▸ How to complete this task: State how many lines of the entries below hold the word "errors"; reply with nothing but the number.

Collected data entries:
○ ○ ○ ○ ○

PR #44, opened 2024-08-12
feat(type): Add support for interval compound literal

anshuldata:
* Introduced APIs to create Literal of type IntervalCompound and IntervalYearToMonth

### DIFF
--- a/expr/interval_compound_literal.go
+++ b/expr/interval_compound_literal.go
@@ -69,22 +69,22 @@ func newIntervalPartsValInternal(datePartsOptions ...intervalDatePartsOptions) *
 	return intervalPartsVal
 }
 
-func intervalPartsValToProto(idp *intervalDateParts, ict *types.IntervalCompoundType) *proto.Expression_Literal_IntervalCompound {
+func (m *intervalDateParts) ToProto(ict *types.IntervalCompoundType) *proto.Expression_Literal_IntervalCompound {
 	intrCompPB := &proto.Expression_Literal_IntervalCompound{}
 
-	if idp.years > 0 || idp.months > 0 {
+	if m.years > 0 || m.months > 0 {
 		yearToMonthProto := &proto.Expression_Literal_IntervalYearToMonth{
-			Years:  idp.years,
-			Months: idp.months,
+			Years:  m.years,
+			Months: m.months,
 		}
 		intrCompPB.IntervalYearToMonth = yearToMonthProto
 	}
 
 	dayToSecondProto := &proto.Expression_Literal_IntervalDayToSecond{
-		Days:          idp.days,
-		Seconds:       idp.seconds,
+		Days:          m.days,
+		Seconds:       m.seconds,
 		PrecisionMode: &proto.Expression_Literal_IntervalDayToSecond_Precision{Precision: ict.GetPrecisionProtoVal()},
-		Subseconds:    idp.subSeconds,
+		Subseconds:    m.subSeconds,
 	}
 	intrCompPB.IntervalDayToSecond = dayToSecondProto
 	return intrCompPB
--- a/expr/interval_compound_literal.go
+++ b/expr/interval_compound_literal.go
@@ -1,0 +1,156 @@
+package expr
+
+import (
+	"errors"
+	"github.com/substrait-io/substrait-go/proto"
+	"github.com/substrait-io/substrait-go/types"
+)
+
+type intervalDateParts struct {
+	years      int32
+	months     int32
+	days       int32
+	seconds    int32
+	subSeconds int64
+}
+
+type intervalDatePartsOptions func(parts *intervalDateParts)
+
+func WithIntervalCompoundYears(years int32) func(*intervalDateParts) {
+	return func(idp *intervalDateParts) {
+		idp.years = years
+	}
+}
+
+func WithIntervalCompoundMonths(months int32) func(*intervalDateParts) {
+	return func(idp *intervalDateParts) {
+		idp.months = months
+	}
+}
+
+func WithIntervalCompoundDays(days int32) func(*intervalDateParts) {
+	return func(idp *intervalDateParts) {
+		idp.days = days
+	}
+}
+
+func WithIntervalCompoundSeconds(seconds int32) func(*intervalDateParts) {
+	return func(idp *intervalDateParts) {
+		idp.seconds = seconds
+	}
+}
+
+func WithIntervalCompoundSubSeconds(subSeconds int64) func(*intervalDateParts) {
+	return func(idp *intervalDateParts) {
+		idp.subSeconds = subSeconds
+	}
+}
+
+// NewIntervalLiteralUptoSubSecondPrecision creates an interval literal which allows upto subsecond precision
+// arguments: precision and nullable property (n)
+// datePartsOptions is options to set value parts (month, year, day, seconds, subseconds).
+// If multiple options of same types (e.g. multiple second options) are provided only value of last part is considered
+func NewIntervalLiteralUptoSubSecondPrecision(precision types.TimePrecision, n types.Nullability, datePartsOptions ...intervalDatePartsOptions) Literal {
+	intervalCompoundType := types.NewIntervalCompoundType(precision).WithNullability(n)
+	intervalPartsVal := newIntervalPartsValInternal(datePartsOptions...)
+	return &ProtoLiteral{
+		Value: intervalPartsVal,
+		Type:  intervalCompoundType,
+	}
+}
+
+func newIntervalPartsValInternal(datePartsOptions ...intervalDatePartsOptions) *intervalDateParts {
+	intervalPartsVal := &intervalDateParts{}
+	for _, datePart := range datePartsOptions {
+		datePart(intervalPartsVal)
+	}
+	return intervalPartsVal
+}
+
+func intervalPartsValToProto(idp *intervalDateParts, ict *types.IntervalCompoundType) *proto.Expression_Literal_IntervalCompound {
+	intrCompPB := &proto.Expression_Literal_IntervalCompound{}
+
+	if idp.years > 0 || idp.months > 0 {
+		yearToMonthProto := &proto.Expression_Literal_IntervalYearToMonth{
+			Years:  idp.years,
+			Months: idp.months,
+		}
+		intrCompPB.IntervalYearToMonth = yearToMonthProto
+	}
+	if idp.days == 0 && idp.seconds == 0 && idp.subSeconds == 0 {
+		// all parts are >= month granularity so no need to set daytosecond component
+		return intrCompPB
+	}
+
+	dayToSecondProto := &proto.Expression_Literal_IntervalDayToSecond{
+		Days:          idp.days,
+		Seconds:       idp.seconds,
+		PrecisionMode: &proto.Expression_Literal_IntervalDayToSecond_Precision{Precision: ict.GetPrecisionProtoVal()},
+		Subseconds:    idp.subSeconds,
+	}
+	intrCompPB.IntervalDayToSecond = dayToSecondProto
+	return intrCompPB
+}
+
+func intervalCompoundLiteralFromProto(protoVal *proto.Expression_Literal_IntervalCompound, nullability types.Nullability) Literal {
+	var datePartsOptions []intervalDatePartsOptions
+	if protoVal.IntervalYearToMonth != nil {
+		if protoVal.IntervalYearToMonth.Years > 0 {
+			datePartsOptions = append(datePartsOptions, WithIntervalCompoundYears(protoVal.IntervalYearToMonth.Years))
+		}
+		if protoVal.IntervalYearToMonth.Months > 0 {
+			datePartsOptions = append(datePartsOptions, WithIntervalCompoundMonths(protoVal.IntervalYearToMonth.Months))
+		}
+	}
+	idts := protoVal.IntervalDayToSecond
+	err := validateIntervalDayToSecondProto(idts)
+	if err != nil {
+		return nil
+	}
+	precision, err := intervalCompoundPrecisionFromProto(idts)
+	if err != nil {
+		return nil
+	}
+	if idts.Days > 0 {
+		datePartsOptions = append(datePartsOptions, WithIntervalCompoundDays(protoVal.IntervalDayToSecond.Days))
+	}
+	if idts.Seconds > 0 {
+		datePartsOptions = append(datePartsOptions, WithIntervalCompoundSeconds(protoVal.IntervalDayToSecond.Seconds))
+	}
+	if idts.Subseconds > 0 {
+		datePartsOptions = append(datePartsOptions, WithIntervalCompoundSubSeconds(protoVal.IntervalDayToSecond.Subseconds))
+	} else if val, ok := idts.PrecisionMode.(*proto.Expression_Literal_IntervalDayToSecond_Microseconds); ok {
+		// deprecated field microsecond is set, set its value as subsecond
+		datePartsOptions = append(datePartsOptions, WithIntervalCompoundSubSeconds(int64(val.Microseconds)))
+	}
+	return NewIntervalLiteralUptoSubSecondPrecision(precision, nullability, datePartsOptions...)
+}
+
+func validateIntervalDayToSecondProto(idts *proto.Expression_Literal_IntervalDayToSecond) error {
+	if idts.PrecisionMode == nil {
+		// error, precision mode must be set for intervalCompound
+		return errors.New("missing precision mode for interval compound")
+	}
+	if _, ok := idts.PrecisionMode.(*proto.Expression_Literal_IntervalDayToSecond_Microseconds); ok {
+		// if microsecond precision then subseconds must be set to zero
+		if idts.Subseconds > 0 {
+			return errors.New("both deprecated microseconds and subseconds can't be non zero")
+		}
+	}
+	return nil
+}
+
+func intervalCompoundPrecisionFromProto(protoVal *proto.Expression_Literal_IntervalDayToSecond) (types.TimePrecision, error) {
+	var precisionVal int32
+	switch pmt := protoVal.PrecisionMode.(type) {
+	case *proto.Expression_Literal_IntervalDayToSecond_Precision:
+		precisionVal = pmt.Precision
+	case *proto.Expression_Literal_IntervalDayToSecond_Microseconds:
+		precisionVal = types.PrecisionMicroSeconds.ToProtoVal()
+	}
+	precision, err := types.ProtoToTimePrecision(precisionVal)
+	if err != nil {
+		return types.PrecisionUnknown, err
+	}
+	return precision, nil
+}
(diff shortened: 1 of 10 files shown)


zeroshade (changes requested):

expr/interval_year_to_month.go
```diff
@@ -0,0 +1,36 @@
...
+}
+
+// NewIntervalLiteralUptoMonth creates an interval literal which allows setting only year and month
+// arguments: nullable property (n), years and months
+func NewIntervalLiteralUptoMonth(n types.Nullability, years int32, months int32) Literal {
+	intervalCompoundType := types.NewIntervalYearToMonthType().WithNullability(n)
+	intervalPartsVal := &intervalYearMonthVal{
+		years:  years,
+		months: months,
+	}
```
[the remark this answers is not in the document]
anshuldata: this structure represents value. proto carries type related information too (e.g. [Precision](https://github.com/substrait-io/substrait/blob/28025cbaa8dc3c65b736d8a68fa7070c465fb494/proto/substrait/algebra.proto#L924)). My intention is to construct value by value related fields.
We have another object to represent type so wanted to keep it separate so that separation of value/type remain clear

expr/interval_year_to_month.go
```diff
@@ -0,0 +1,36 @@
...
+)
+
+type intervalYearMonthVal struct {
+	years  int32
+	months int32
+}
+
+// NewIntervalLiteralUptoMonth creates an interval literal which allows setting only year and month
+// arguments: nullable property (n), years and months
+func NewIntervalLiteralUptoMonth(n types.Nullability, years int32, months int32) Literal {
```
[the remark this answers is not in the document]
anshuldata: fixed it, Thanks

expr/interval_compound_literal.go
```diff
@@ -0,0 +1,154 @@
...
+
+func newIntervalPartsValInternal(datePartsOptions ...intervalDatePartsOptions) *intervalDateParts {
+	intervalPartsVal := &intervalDateParts{}
+	for _, datePart := range datePartsOptions {
+		datePart(intervalPartsVal)
+	}
+	return intervalPartsVal
+}
+
+func intervalPartsValToProto(idp *intervalDateParts, ict *types.IntervalCompoundType) *proto.Expression_Literal_IntervalCompound {
```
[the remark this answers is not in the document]
anshuldata: fixed it, Thanks

expr/interval_compound_literal.go
```diff
@@ -0,0 +1,154 @@
...
+	"github.com/substrait-io/substrait-go/types"
+)
+
+type intervalDateParts struct {
+	years      int32
+	months     int32
+	days       int32
+	seconds    int32
+	subSeconds int64
+}
```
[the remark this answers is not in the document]
anshuldata: this structure represents value. proto carries type related information too (e.g. [Precision](https://github.com/substrait-io/substrait/blob/28025cbaa8dc3c65b736d8a68fa7070c465fb494/proto/substrait/algebra.proto#L924)). My intention is to construct value by value related fields.
We have another object to represent type so wanted to keep it separate so that separation of value/type remain clear

expr/interval_compound_literal.go
```diff
@@ -0,0 +1,154 @@
...
+	return func(idp *intervalDateParts) {
+		idp.seconds = seconds
+	}
+}
+
+func WithIntervalCompoundSubSeconds(subSeconds int64) func(*intervalDateParts) {
+	return func(idp *intervalDateParts) {
+		idp.subSeconds = subSeconds
+	}
+}
```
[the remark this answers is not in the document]
anshuldata: My thought was to keep it simple for user (set what is needed) and to not expose internal representation. Following reasons

1. I went to Option Pattern since there are more then two fields (more the fields then chances of mistakes are more) to set here and user will typically will set only some of them (depending on interval). If user needs to set Month they just need to give option "WithIntervalCompoundMonths" without worrying about other fields.

2. If we represent it as publicly exposed fields of "IntervalDatePartsConfig" and directly using it in our object. We would have to live with always taking this as input which would have made it hard to change internal representation in future. For internal representation to change, we would have to either copy these structure internally or made a breaking change.

Hence I felt option pattern is more maintainable and easier to use for user in this case

expr/interval_compound_literal.go
```diff
@@ -0,0 +1,154 @@
...
+
+func WithIntervalCompoundSeconds(seconds int32) func(*intervalDateParts) {
+	return func(idp *intervalDateParts) {
+		idp.seconds = seconds
+	}
+}
+
+func WithIntervalCompoundSubSeconds(subSeconds int64) func(*intervalDateParts) {
```
jacques-n, line 44: not a fan of this. think it should probably be WithMilliseconds, WithMicroseconds, WithNanoseconds.

plan/relations.go
```diff
@@ -585,9 +585,9 @@ const (
 	JoinTypeOuter       = proto.JoinRel_JOIN_TYPE_OUTER
 	JoinTypeLeft        = proto.JoinRel_JOIN_TYPE_LEFT
 	JoinTypeRight       = proto.JoinRel_JOIN_TYPE_RIGHT
-	JoinTypeSemi        = proto.JoinRel_JOIN_TYPE_SEMI
-	JoinTypeAnti        = proto.JoinRel_JOIN_TYPE_ANTI
-	JoinTypeSingle      = proto.JoinRel_JOIN_TYPE_SINGLE
+	JoinTypeRightSemi   = proto.JoinRel_JOIN_TYPE_RIGHT_SEMI
```
jacques-n, line 588: it looks like some other changes are in this patch. Maybe it needs to be rebased?

expr/interval_compound_literal.go
```diff
@@ -0,0 +1,154 @@
+package expr
+
+import (
+	"errors"
+
+	"github.com/substrait-io/substrait-go/proto"
+	"github.com/substrait-io/substrait-go/types"
+)
+
+type intervalDateParts struct {
```
jacques-n, line 10: I think there is too much composition and cuteness going on in this patch.

Let's just write a simple struct with public fields that implements Literal interface. We shouldn't use protoliteral. We shouldn't use private structs inside of something else.

Sometimes the simplest thing is the best. Let's keep it simple.

expr/interval_compound_literal.go
```diff
@@ -0,0 +1,154 @@
...
+	years      int32
+	months     int32
+	days       int32
+	seconds    int32
+	subSeconds int64
+}
+
+type intervalDatePartsOptions func(parts *intervalDateParts)
+
+func WithIntervalCompoundYears(years int32) func(*intervalDateParts) {
```
jacques-n, line 20: Let's just hang these methods off of the literal object. So if I wanted, I could do:

new IntervalCompoundLiteral{}.WithMillis(1).WithSeconds(2)...etc.

expr/interval_year_to_month.go
```diff
@@ -0,0 +1,36 @@
+package expr
+
+import (
+	"github.com/substrait-io/substrait-go/proto"
+	"github.com/substrait-io/substrait-go/types"
+)
+
+type intervalYearMonthVal struct {
```
jacques-n, line 8: Same feedback as other literal. Let's just create a Literal struct impl that is public and give it utility methods as appropriate.

plan/relations.go
anshuldata: This is needed because of proto update to v.54. [This](https://github.com/substrait-io/substrait/commit/bed84ecb6193c22bf2ff83dc3a391ec5a9a3aa68) PR updated these types

expr/interval_compound_literal.go
anshuldata: fixed it

expr/interval_compound_literal.go
anshuldata: fixed it

expr/interval_year_to_month.go
anshuldata: fixed it

anshuldata:
I updated PR to do away with Option and have separate Literal Impl for IntervalDayToMonth and intervalCompound type. Kindly check @jacques-n @zeroshade

expr/interval_compound_literal.go
```diff
@@ -0,0 +1,246 @@
...
+	return IntervalCompoundLiteral{
+		years:       years,
+		months:      m.months,
+		days:        m.days,
+		seconds:     m.seconds,
+		subSeconds:  m.subSeconds,
+		precision:   m.precision,
+		nullability: m.nullability,
+	}
+}
```
zeroshade, line 32: All of these can be made simpler because you're using a value receiver.

```go
func (m IntervalCompoundLiteral) WithYears(years int32) IntervalCompoundLiteral {
   m.years = years
   return m
}
```

The value receiver is going to create a copy when this is called, so you don't need to explicitly make the copy yourself. Same can be done for the rest of the methods

expr/interval_compound_literal.go
```diff
@@ -0,0 +1,246 @@
...
+	if err != nil {
+		return nil
+	}
+
+	// get subSecond/precision value from proto. To get value it takes care of deprecated microseconds
+	precision, subSeconds, err := intervalCompoundPrecisionSubSecondsFromProto(dayToSecond)
+	if err != nil {
+		return nil
+	}
+	return icLiteral.WithDays(dayToSecond.Days).WithSeconds(dayToSecond.Seconds).WithSubSecond(subSeconds, precision)
```
zeroshade, line 190: we should avoid the numerous copies this will make and just construct the compound literal directly here instead. As written, this is going to create at least 4 copies of this struct which seems kinda silly

expr/interval_compound_literal.go
```diff
@@ -0,0 +1,246 @@
...
+	return false
+}
+
+func (m IntervalCompoundLiteral) ToProtoFuncArg() *proto.FunctionArgument {
+	return &proto.FunctionArgument{
+		ArgType: &proto.FunctionArgument_Value{Value: m.ToProto()},
+	}
+}
+
+func (m IntervalCompoundLiteral) Visit(VisitFunc) Expression { return m }
```
zeroshade, line 212: shouldn't we return `visit(m)` ?

expr/interval_compound_literal.go
```diff
@@ -0,0 +1,246 @@
...
+// IntervalCompoundLiteral creates an interval compound literal
+type IntervalCompoundLiteral struct {
+	years       int32
+	months      int32
+	days        int32
+	seconds     int32
+	subSeconds  int64
+	precision   types.TimePrecision
+	nullability types.Nullability
+}
```
zeroshade, line 20: since all of the members are private, how does a user actually view or get the value in this literal? As written, it's impossible for any library to do anything with this literal except convert it to and from the protobuf object which makes it sort of useless unless we either make the members public or create accessor methods. 

This is why I was using the protobuf object directly, so I didn't have to duplicate all of the code to create the accessor methods

expr/interval_year_to_month.go
```diff
@@ -0,0 +1,92 @@
...
+	nullability types.Nullability
+}
+
+func (m IntervalYearToMonthLiteral) WithYear(years int32) IntervalYearToMonthLiteral {
+	return IntervalYearToMonthLiteral{
+		years:       years,
+		months:      m.months,
+		nullability: m.nullability,
+	}
+}
```
zeroshade, line 23: same comment as with IntervalCompoundLiteral

types/interval_compound_type.go
```diff
@@ -0,0 +1,68 @@
...
+	return m.precision.ToProtoVal()
+}
+
+func (IntervalCompoundType) isRootRef() {}
+func (m IntervalCompoundType) WithNullability(n Nullability) Type {
+	return IntervalCompoundType{
+		precision:   m.precision,
+		nullability: n,
+	}
+}
```
zeroshade, line 31: same comment as earlier

types/interval_compound_type.go
```diff
@@ -0,0 +1,68 @@
...
+	precision        TimePrecision
+	typeVariationRef uint32
+	nullability      Nullability
+}
+
+// NewIntervalCompoundType creates a type of new interval compound.
+func NewIntervalCompoundType() IntervalCompoundType {
+	return IntervalCompoundType{}
+}
+
```
zeroshade, line 20: should the `typeVariationRef` be a parameter? Or do we need a `WithTypeVariationRef` method?

types/interval_year_month_type.go
```diff
@@ -0,0 +1,60 @@
...
+func (IntervalYearToMonthType) isRootRef() {}
+func (m IntervalYearToMonthType) WithNullability(n Nullability) Type {
+	return m.withNullability(n)
+}
+
+func (m IntervalYearToMonthType) withNullability(n Nullability) IntervalYearToMonthType {
+	return IntervalYearToMonthType{
+		nullability: n,
+	}
+}
```
zeroshade, line 32: why both?

types/precison_timestamp_types.go
```diff
@@ -9,20 +9,19 @@ import (
...
+	PrecisionDeciSeconds    TimePrecision = 1
+	PrecisionCentiSeconds   TimePrecision = 2
+	PrecisionMilliSeconds   TimePrecision = 3
+	PrecisionEMinus4Seconds TimePrecision = 4 // 10^-4 of seconds
+	PrecisionEMinus5Seconds TimePrecision = 5 // 10^-5 of seconds
+	PrecisionMicroSeconds   TimePrecision = 6
+	PrecisionEMinus7Seconds TimePrecision = 7 // 10^-7 of seconds
+	PrecisionEMinus8Seconds TimePrecision = 8 // 10^-8 of seconds
+	PrecisionNanoSeconds    TimePrecision = 9
 )
```
zeroshade, line 25: why this change?

plan/relations.go
jacques-n: Best to do that as a separate patch.

types/precison_timestamp_types.go
jacques-n: This was a review comment that I failed to submit on the precision patch. It's unrelated to this and should be done separately.

I felt like the implicit iota didn't clarify that the numbers are meaningful. It seemed too easy for a future editor to change things and not realize the importance. Generally, I don't we should iota unless the number is meaningless (just an artifact of go enum pattern) to our code/business logic. I generally follow a similar pattern across languages. For example, in Java, one should store concrete values if they want them and not try to overload ordinal.

expr/interval_compound_literal.go
jacques-n: @anshuldata, my request was to make the fields and structure public. No reason to hide.

jacques-n: Also suggest we name the precision field  as subsecond precision or similar. Make it clear that only relates to that field...

expr/interval_year_to_month.go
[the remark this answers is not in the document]
anshuldata: Resolving this comment, since I assume (based on other comments) that we agree to not use Proto to construct literal and have a separate struct which implements literal is ok

expr/interval_compound_literal.go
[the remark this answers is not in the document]
anshuldata: Resolving this, since I feel (based on later comments) that we agree to not have proto to represent values

expr/interval_compound_literal.go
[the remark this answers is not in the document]
anshuldata: Resolving this. Since it changed now to use builder pattern and public fields

plan/relations.go
anshuldata: Raised [this](https://github.com/substrait-io/substrait-go/pull/48) PR for proto update. Once it is merged, I will rebase this PR.

expr/interval_compound_literal.go
anshuldata: fixed it, Thanks

expr/interval_compound_literal.go
anshuldata: fixed it

expr/interval_compound_literal.go
anshuldata: I kept is similar to other literal implementations (e.g. [here](https://github.com/substrait-io/substrait-go/blob/cbd28cb19499af1923484ec82540350528249075/expr/literals.go#L501))

expr/interval_compound_literal.go
anshuldata: Fixed both
1. Made fields name Public
2. Renamed "precision" to "SubSecondPrecision"

types/interval_compound_type.go
anshuldata: fixed it

types/interval_compound_type.go
anshuldata: added `WithTypeVariationRef`

types/precison_timestamp_types.go
anshuldata: Raised [this](https://github.com/substrait-io/substrait-go/pull/49) PR to fix it. Removed from this PR

expr/interval_year_to_month.go
anshuldata: fixed it

anshuldata:
I have raised separate PR (#48) for proto update. Once it is merged I will rebase this PR

anshuldata:
rebased PR. It is ready for re-review @jacques-n @zeroshade

anshuldata:
rebased it

expr/interval_compound_literal.go
```diff
@@ -0,0 +1,192 @@
...
+func (m IntervalCompoundLiteral) WithSubSecond(subSeconds int64, precision types.TimePrecision) IntervalCompoundLiteral {
+	m.SubSeconds = subSeconds
+	m.SubSecondPrecision = precision
+	return m
+}
+
+func (m IntervalCompoundLiteral) WithNullability(nullability types.Nullability) IntervalCompoundLiteral {
+	m.Nullability = nullability
+	return m
+}
```
zeroshade, line 69: since the members are all public now, do we still need these at all?

expr/interval_compound_literal_test.go
```diff
@@ -0,0 +1,298 @@
...
+	var origYearVal, origMonthVal, origDayVal, origSecondsVal int32
+	var origSubSecondsVal int64
+	origYearVal = 1
+	origMonthVal = -2
+	origDayVal = 3
+	origSecondsVal = -4
+	origNullabilityVal := types.NullabilityRequired
+	origPrecisionVal := types.PrecisionEMinus7Seconds
+	origSubSecondsVal = 5
+	origLiteral := IntervalCompoundLiteral{Years: origYearVal, Months: origMonthVal, Days: origDayVal, Seconds: origSecondsVal, SubSeconds: origSubSecondsVal, SubSecondPrecision: origPrecisionVal, Nullability: origNullabilityVal}
```
zeroshade, line 34: expand this into a multi-line literal to make it easier to read please?

zeroshade (approved):

expr/interval_compound_literal.go
anshuldata: yes, not useful now. removed them

expr/interval_compound_literal_test.go
anshuldata: since remove With* Methods so this test case isn't needed. Removed this test case

anshuldata:
can you merge this @zeroshade, I don't have write access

○ ○ ○ ○ ○

▸ Solution to this task: 4